Son Araştırma Örneği
Son yıllarda mikoloji araştırmaları esas olarak genomik alanına ve endüstriyel ürünlerin elde edilmesine odaklanmıştır.
Filogenetik çalışmalar dalında genomik, arbusküler mikorizalar oluşturan mantarlarda daha kesin ilişkiler kurmayı mümkün kılmıştır. Bu grup kültür ortamında büyüyemez, bu nedenle DNA örnekleri elde etmek kolay değildir.
2013 yılında Rhizophagus irregularis (Glomeromycotina) türünün genomunu sıralamak mümkün olmuştur. Bu verilerle 2016 yılında bu türün diğer mantarlarla akrabalık ilişkilerini belirlemek mümkün olmuştur.

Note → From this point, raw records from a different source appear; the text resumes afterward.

PR #539, opened 2025-12-05
feat: implement the lazy-deploy mode

doudou:
The current network generation + adaptation algorithm currently:
- generates a fully formed network in network generation, which means:
  * generating the task tree (compositions + task contexts)
  * replacing the task contexts by deployed tasks (via early deploy or late deploy)
- adapt the running network to match the generated network
  * which means, when running components are reused, replacing *again* tasks with the proxy of the deployed tasks from the plan

With early deploy, it means instantiating more deployments and deployed tasks than the final number of task contexts (because early deploy happens before merge), to then - in practice - replace most of them by the tasks from the plan (assuming we don't change the whole system all the time).

The late deploy mode tries to avoid all that wasted energy. Deployment in system network generation is now only setting the `orocos_name` field. We generate new deployed tasks only during the plan adaptation, and only when needed.


doudou:
@wvmcastro @jhonasiv I *strongly* recommend to first do a review commit-by-commit. I refactored Engine to extract the runtime adaptation bits, which is a good thing, but made the mistake to not spend the effort to have a clean PR with just this.

Looking commit-by-commit would allow you to see what actually is being changed on that part of the code between the original code and the one that is "ready" for lazy deployt

lib/syskit/network_generation/system_network_deployer.rb
```diff
@@ -250,11 +275,62 @@ def verify_all_tasks_deployed(error_handler: RaiseErrorHandler.new)
...
+                    plan, default_deployment_group, error_handler: error_handler
+                )
+            end
+
+            # @see #verify_all_tasks_lazily_deployed
+            #
+            # @param [Component=>DeploymentGroup] deployment_groups which
+            #   deployment groups has been used for which task. This is used
+            #   to generate the error messages when needed.
+            def self.verify_all_tasks_lazily_deployed(
```
jhonasiv: I dont see the use of this methods. the changes you made on `verify_all-tasks_deployed` is enough IMO

lib/syskit/network_generation/engine.rb
```diff
@@ -127,7 +127,7 @@ def compute_deployed_network(
                         resolution_control: @resolution_control
                     )
 
-                    deployer.deploy(
+                    @used_deployments, = deployer.deploy(
```
jhonasiv: Why not forward the used deployments up until the calling places of `apply_system_network_to_plan` (the `resolve` method and async AFAIK)? It feels cleaner even if I cant find another behavior problem that comes from the way you implemented it

lib/syskit/network_generation/merge_solver.rb
```diff
@@ -235,8 +235,9 @@ def may_merge_components?(merged_task, task)
 
             # Tests whether task.merge(target_task) is a valid operation
             #
-            # @param [Syskit::TaskContext] task
-            # @param [Syskit::TaskContext] target_task
+            # @param [Syskit::TaskContext] merged_task the task that we will merge into
+            #   the other one. This task disappears after the merge
```
wvmcastro: "this task disapperars after the merge" is gold

lib/syskit/network_generation/system_network_deployer.rb
```diff
@@ -250,11 +285,62 @@ def verify_all_tasks_deployed(error_handler: RaiseErrorHandler.new)
...
+                error_handler: RaiseErrorHandler.new, lazy: false
+            )
+                query = plan.find_local_tasks(TaskContext)
+                            .not_finished.not_abstract
+                not_deployed =
+                    if lazy
+                        query.find_all { !_1.orocos_name }
+                    else
+                        query.find_all { !_1.execution_agent }
+                    end
```
wvmcastro, line 355: Registering what we've talked in person: Create a `#deployed?` predicate to abstract what being deployed means

wvmcastro (commented):
I think you could reuse the computed _used_deployments_ between `#compute_system_network` and `#compute_deployed_network` at `#resolve_system_network` when early deploy is on.

lib/syskit/network_generation/system_network_deployer.rb
doudou: removed

lib/syskit/network_generation/engine.rb
doudou: The amount of things we would need to "remove" the state from Engine itself is ... big actually.

I think we'll need sometimes to either do all of it or none of it, but right now it is 80% inside the task and 20% as argument... I don't think there's a "winner" w.r.t. being consistent.

lib/syskit/network_generation/system_network_deployer.rb
doudou: Done.

jhonasiv (approved):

Biyoyakıt üretiminde çeşitli mantarların potansiyeli şu anda incelenmektedir. 2017 yılında, Pecoramyces cinsinin anaerobik mantarları, mısır kalıntılarını işlemek ve şeker ve biyoyakıt üretmek için kullanıldı.
Araştırmacılar, kültür ortamında değişiklikler yaparak mantarın davranışını manipüle etmeyi başardılar. Bununla birlikte, mantarın fermantasyon işlemleriyle yüksek bir etanol üretimi elde ettiler.
Referanslar
- Gow N ve MG Netea (2016) Tıbbi mikoloji ve fungal immünoloji: büyük bir dünya sağlık sorununu ele alan yeni araştırma perspektifleri. Phil. Trans. R. Soc.371: 1-10.

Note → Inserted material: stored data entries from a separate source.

PR #541, opened 2025-12-15
chore: use the `cache` flag for the data_service inherited attribute (on top of #542)

doudou:
Depends on:
- [ ] https://github.com/rock-core/tools-metaruby/pull/26
- [ ] https://github.com/rock-core/tools-syskit-log/pull/65
- [ ] https://github.com/rock-core/tools-roby/pull/377

On top of #542

### DIFF
--- a/lib/syskit/models/component.rb
+++ b/lib/syskit/models/component.rb
@@ -159,7 +159,7 @@ module Syskit
                     return enum_for(:each_slave_data_service, master_service)
                 end
 
-                each_data_service(nil) do |_name, service|
+                each_data_service do |_name, service|
                     next unless (m = service.master)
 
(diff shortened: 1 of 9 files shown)


lib/syskit/models/component.rb
```diff
@@ -55,8 +55,8 @@ def can_use_template?
 
             def clear_model
                 super
-                data_services.clear
-                dynamic_services.clear
+                data_services_clear
+                dynamic_services_clear
```
jhonasiv, line 59: couldnt find references to these methods, where are they?

doudou: Defined by `inherited_attributes`

jhonasiv (approved):

jhonasiv (approved):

- Grigoriev I, Cullen D, SB Goodwin, DHibbett, TW. Jeffries, CP. Kubicek, C Kuske, JK Magnuson, F Martin, JW Spatafora, A Tsang ve SE Baker (2011) Mantar genomikleriyle geleceği besliyor. Mikoloji 2: 192-209
- Herrera, T (1994) Mikolojide araştırma perspektifleri. Bol Soc. Bot. Meksika 55: 39-44.
- Siniscalco C, F Doveri, G Bellato, L Campana, F Floccia, C Jacomini, C Luperi, C Marciasini ve G Visentin (2013) italiam mikolojisinin tarihçesi ve mantarların doğru isimlendirilmesine ilk katkı. ISPRA (Çevre Koruma ve Araştırma Enstitüsü) Roma, İtalya. 101 s.
- Zhang N, J Luo ve D Bhattacharya (2017) Mantar filogenomiklerinde gelişmeler ve bunların mantar sistematiği üzerindeki etkileri In: Townsend J ve ZWang (editörler) Fungal Phylogenetics and Phylogenomics 309-328.